Preparation and characterization of GdSmZr2O7-(Li0.52Na0.48)2CO3 composite electrolyte for intermediate temperature solid oxide fuel cells

A novel GdSmZr2O7-(Li0.52Na0.48)2CO3 composite electrolyte material is successfully developed by pressureless-sintering for intermediate temperature solid oxide fuel cells. GdSmZr2O7 nanopowders are synthesized by a low cost chemical coprecipitation and calcination method. The phase structure and morphology as a function of the calcination temperature are investigated by means of X-ray diffraction, scanning electron microscopy and transmission electron microscopy. The resulting GdSmZr2O7 nanopowders after calcination at 800 °C for 5 h exhibit good crystallization and uniform particle morphology with an average size of 50 nm. The GdSmZr2O7-40 wt.% (Li0.52Na0.48)2CO3 composite sintered at 600 °C for 1 h has a high conductivity of 0.54 S cm−1 at a temperature of 600 °C. From the Arrhenius curve of the composite, the activation energy has different temperature behaviors around the knee region of 480 °C, where the slope changes and separates the intrinsic oxygen vacancy conduction dominated region from the 'superionic highway' region. For GdSmZr2O7-40 wt.% (Li0.52Na0.48)2CO3 composite at temperatures above 480 °C, there is good correlation between ionic diffusivity and conductivity.

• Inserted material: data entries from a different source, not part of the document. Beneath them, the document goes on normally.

PR #530, opened 2020-06-25
feat: Add User ID to a header when calling whoami

koenmtb1:
## Related issue
We're using the AuthService provided by Ambassador to check if the user is authenticated but right now we're separately calling the whoami again. This means that for every request that a user does we're talking to Kratos twice. By adding the User ID to a header we can prevent this by using the `allowed_authorization_headers` option (see Ambassador doc: https://www.getambassador.io/docs/latest/topics/running/services/auth-service/). 

## Proposed changes
Set the UserID in a header, I've put it on "X-Authenticated-User" right now.

## Checklist
      the changes.
      works.

### DIFF
--- a/session/handler.go
+++ b/session/handler.go
@@ -82,7 +82,7 @@ func (h *Handler) whoami(w http.ResponseWriter, r *http.Request, ps httprouter.P
 	s.Identity = s.Identity.CopyWithoutCredentials()
 	
 	// Set userId as the X-Authenticated-User header.
-	w.Header().Set("X-Authenticated-User", s.Identity.ID.String())
+	w.Header().Set("X-Kratos-Authenticated-Identity-Id", s.Identity.ID.String())
 
 	h.r.Writer().Write(w, r, s)
 }
--- a/session/handler.go
+++ b/session/handler.go
@@ -56,7 +56,8 @@ func (h *Handler) RegisterAdminRoutes(admin *x.RouterAdmin) {
 // Check who the current HTTP session belongs to
 //
 // Uses the HTTP Headers in the GET request to determine (e.g. by using checking the cookies) who is authenticated.
-// Returns a session object or 401 if the credentials are invalid or no credentials were sent.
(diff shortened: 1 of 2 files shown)


koenmtb1:
Is a documentation change and tests necessary for this change?

aeneasr:
Yes!

session/handler.go
```diff
@@ -80,6 +80,9 @@ func (h *Handler) whoami(w http.ResponseWriter, r *http.Request, ps httprouter.P
 
 	// s.Devices = nil
 	s.Identity = s.Identity.CopyWithoutCredentials()
+	
+	// Set userId as the X-Authenticated-User header.
+	w.Header().Set("X-Authenticated-User", s.Identity.ID.String())
```
aeneasr, line 85: I think it would make sense to bind this field to the kratos domain, as `X-Authenticated-User` appears in a several places with different implementations! How about this?

```suggestion
	w.Header().Set("X-Kratos-Authenticated-Identity-Id", s.Identity.ID.String())
```

Alternatively we could also send the identity in the payload:


```suggestion
	w.Header().Set("X-Kratos-Authenticated-Identity", jsonify(s.Identity))
```

koenmtb1: I agree with the change of header name. 
For me it doesn't matter if the entire Identity is in there but the ID would be enough. Adding the Identity itself would add about 400 bytes of data (which is insignificant of course). But you might help someone else who does want the entire thing. I'll leave the second decision up to you.

aeneasr: Ok, let's keep the ID then only :)

aeneasr:
Could you add a test [here](https://github.com/ory/kratos/blob/master/session/handler_test.go#L74) for this please? :)

koenmtb1:
Looks like there's a new vulnerability that is causing issues. Should I rebase to fix it?

aeneasr:
All good, thank you!

Issue #316, opened 2020-04-05
Kratos offline, disable network checks


frederikhors:
I'm trying to use kratos offline.

Is there a way to disable password check on https://haveibeenpwnd.com and similar network constraints (eg. Kratos Public APIs)?

aeneasr:
You can currently not change the password policy, but we'll add that at a later stage.

frederikhors:
> You can currently not change the password policy, but we'll add that at a later stage.

This is very urgent for anyone who uses a completely offline environment.

So for now there is no way unless you edit the code and recompile it, right?

aeneasr:
> This is very urgent for anyone who uses a completely offline environment.
>
> So for now there is no way unless you edit the code and recompile it, right?

Why don't you create a PR instead?

frederikhors:
I would love to know where to start! :)

aeneasr:
Looking at the code, it looks like this should be the case already: https://github.com/ory/kratos/blob/master/selfservice/strategy/password/validator.go#L53-L68

Maybe there's a bug though. Would probably be best to write a test case for that and see if it works as intended :)

https://github.com/ory/kratos/blob/master/selfservice/strategy/password/validator_test.go#L30

frederikhors:
But after the call to `NewDefaultPasswordValidatorStrategy()` this line https://github.com/ory/kratos/blob/master/selfservice/strategy/password/validator.go#L72 set it to `false`.

```go
func NewDefaultPasswordValidatorStrategyStrict() *DefaultPasswordValidator {
	v := NewDefaultPasswordValidatorStrategy()
	v.ignoreNetworkErrors = false
	return v
}
```

Maybe is this?

jakhog:
I can confirm that the validator gets stuck in an infinite loop here https://github.com/ory/kratos/blob/d743ae8d1b91adb6e0eb0380c1b4d1f99940e754/selfservice/strategy/password/validator.go#L168-L178 if Kratos is not able to connect to the online password check. I'll try to make a test case and fix it (shouldn't be that hard).

Would it however also make sense to enable a configuration setting for not performing online checks at all? Not sure, but maybe in a given deployment it would not return an error right away but after a long timeout, which isn't that great for the UX...

frederikhors:
I agree with the option to disable it at all.

jakhog:
I fixed the bug in #589 so that it can work, but I have not added an option to disable the online check. I'll leave the decision if that is something you want to you @aeneasr.

[...]

PR #589, opened 2020-07-18
fix: Network errors during pwnedpasswords.com check causing recursive loop

jakhog:
## Related issue

On network errors, the password validator ends up in a recursion loop until either the fault disappears - or more likely the stack overflows. Related to #316, @aeneasr .

## Proposed changes

Change the validator code so that when `ignoreNetworkErrors = true`, a failure during the _pwnedpasswords.com_ check returns no error, but the validation of the same password later would retry the online check.

Added test cases that previously crashed or timed out the test suite (because of the loop), but they pass now. I also took the liberty to add a few more tests for the online password leak check.

## Checklist

      the changes.
      works.

## Further comments

I implemented a `FakeHTTPClient` to use for these tests and feel like it should really live somewhere else to potentially be reused, but I couldn't find a good home for it. The _internal/testhelpers_ package doesn't work as it causes an import cycle, any suggestions?

This is also the first Go test I've written, so happy with any feedback if something is not perfect 🙂

### DIFF
--- a/selfservice/strategy/password/validator.go
+++ b/selfservice/strategy/password/validator.go
@@ -99,23 +99,17 @@ func lcsLength(a, b string) int {
 	return greatestLength
 }
 
-func (s *DefaultPasswordValidator) fetch(hpw []byte) error {
+func (s *DefaultPasswordValidator) fetch(hpw []byte) (bool, error) {
 	prefix := fmt.Sprintf("%X", hpw)[0:5]
 	loc := fmt.Sprintf("https://api.pwnedpasswords.com/range/%s", prefix)
 	res, err := s.c.Get(loc)
 	if err != nil {
-		if s.ignoreNetworkErrors {
-			return nil
-		}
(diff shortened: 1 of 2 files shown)


selfservice/strategy/password/validator.go
```diff
@@ -172,7 +166,10 @@ func (s *DefaultPasswordValidator) Validate(identifier, password string) error {
 	s.RUnlock()
 
 	if !ok {
-		if err := s.fetch(hpw); err != nil {
+		if shouldIgnore, err := s.fetch(hpw); err != nil {
+			if shouldIgnore {
+				return nil
+			}
```
aeneasr, line 172: And then you do this:

```suggestion
		if err := s.fetch(hpw); errors.Is(err, ErrNetworkFailure) {
			return nil
		} else if err != nil {
			return err
		}
```

jakhog:
Thanks for the feedback! I was away on vacation so haven't seen this until now, but seems like you already fixed it so thank you 😄

aeneasr:
No problem, I hope you had a good vacation and were able to regenerate :)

The introduction of (Li0.52Na0.48)2CO3 carbonate into GdSmZr2O7 ceramics significantly promotes the enhancement of its conductivity by one or two orders of magnitude at the intermediate temperatures, especially above 480 °C. A maximum power density of 221 mW cm−2 at 650 °C was achieved for excellent performance of fuel cell based on GSZ-40LN composite electrolyte.